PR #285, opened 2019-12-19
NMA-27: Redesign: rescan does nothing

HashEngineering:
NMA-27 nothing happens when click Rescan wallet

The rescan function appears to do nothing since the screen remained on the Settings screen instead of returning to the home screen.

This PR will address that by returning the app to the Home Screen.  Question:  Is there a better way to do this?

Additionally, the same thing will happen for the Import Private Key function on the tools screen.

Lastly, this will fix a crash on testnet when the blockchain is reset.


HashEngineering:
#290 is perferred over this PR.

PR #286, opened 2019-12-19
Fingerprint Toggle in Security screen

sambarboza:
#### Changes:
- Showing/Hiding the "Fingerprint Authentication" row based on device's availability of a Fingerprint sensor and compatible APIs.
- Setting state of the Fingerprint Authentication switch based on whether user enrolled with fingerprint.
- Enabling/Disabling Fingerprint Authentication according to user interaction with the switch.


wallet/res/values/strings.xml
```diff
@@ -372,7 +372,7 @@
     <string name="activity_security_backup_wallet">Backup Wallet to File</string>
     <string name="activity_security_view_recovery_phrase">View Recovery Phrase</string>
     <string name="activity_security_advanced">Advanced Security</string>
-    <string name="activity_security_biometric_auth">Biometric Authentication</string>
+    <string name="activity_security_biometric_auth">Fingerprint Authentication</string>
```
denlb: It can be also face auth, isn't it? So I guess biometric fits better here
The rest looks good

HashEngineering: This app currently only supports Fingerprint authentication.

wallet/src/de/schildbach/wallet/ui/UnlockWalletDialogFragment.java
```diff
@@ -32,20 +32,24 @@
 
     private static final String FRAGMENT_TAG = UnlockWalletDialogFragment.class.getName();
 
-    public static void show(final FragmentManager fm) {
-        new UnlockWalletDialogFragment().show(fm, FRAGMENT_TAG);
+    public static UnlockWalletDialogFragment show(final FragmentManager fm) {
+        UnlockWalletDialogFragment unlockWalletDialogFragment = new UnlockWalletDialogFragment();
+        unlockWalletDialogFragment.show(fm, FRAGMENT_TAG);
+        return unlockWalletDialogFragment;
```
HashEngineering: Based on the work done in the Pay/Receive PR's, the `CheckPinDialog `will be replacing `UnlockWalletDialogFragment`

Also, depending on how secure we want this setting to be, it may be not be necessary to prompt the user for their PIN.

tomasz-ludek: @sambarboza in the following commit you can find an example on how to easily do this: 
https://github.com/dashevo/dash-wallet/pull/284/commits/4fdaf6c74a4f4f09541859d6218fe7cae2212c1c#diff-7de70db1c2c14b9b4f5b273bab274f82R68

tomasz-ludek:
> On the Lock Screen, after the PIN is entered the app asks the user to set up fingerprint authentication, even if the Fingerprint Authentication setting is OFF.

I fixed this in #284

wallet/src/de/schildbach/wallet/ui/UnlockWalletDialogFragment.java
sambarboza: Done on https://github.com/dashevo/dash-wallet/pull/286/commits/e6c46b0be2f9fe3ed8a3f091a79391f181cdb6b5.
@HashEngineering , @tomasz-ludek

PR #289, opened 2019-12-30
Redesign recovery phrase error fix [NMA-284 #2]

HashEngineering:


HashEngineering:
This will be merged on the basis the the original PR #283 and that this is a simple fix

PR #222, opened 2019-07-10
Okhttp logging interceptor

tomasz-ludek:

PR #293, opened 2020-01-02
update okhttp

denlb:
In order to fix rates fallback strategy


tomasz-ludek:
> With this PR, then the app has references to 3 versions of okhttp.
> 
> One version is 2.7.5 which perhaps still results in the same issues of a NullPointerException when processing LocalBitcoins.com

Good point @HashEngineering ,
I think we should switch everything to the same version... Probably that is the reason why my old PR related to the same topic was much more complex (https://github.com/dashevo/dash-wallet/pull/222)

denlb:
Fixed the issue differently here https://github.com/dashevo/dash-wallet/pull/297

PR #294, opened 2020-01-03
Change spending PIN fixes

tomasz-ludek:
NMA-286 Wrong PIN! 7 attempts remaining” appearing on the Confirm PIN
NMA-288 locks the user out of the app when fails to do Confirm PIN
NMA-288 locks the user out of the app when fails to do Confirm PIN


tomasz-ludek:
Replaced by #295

--------------------------------------------------

To do: Wherever the word "when" turns up in the records, copy out the line it is on.

Exercise answer:
NMA-27 nothing happens when click Rescan wallet
Lastly, this will fix a crash on testnet when the blockchain is reset.
> One version is 2.7.5 which perhaps still results in the same issues of a NullPointerException when processing LocalBitcoins.com
NMA-288 locks the user out of the app when fails to do Confirm PIN
NMA-288 locks the user out of the app when fails to do Confirm PIN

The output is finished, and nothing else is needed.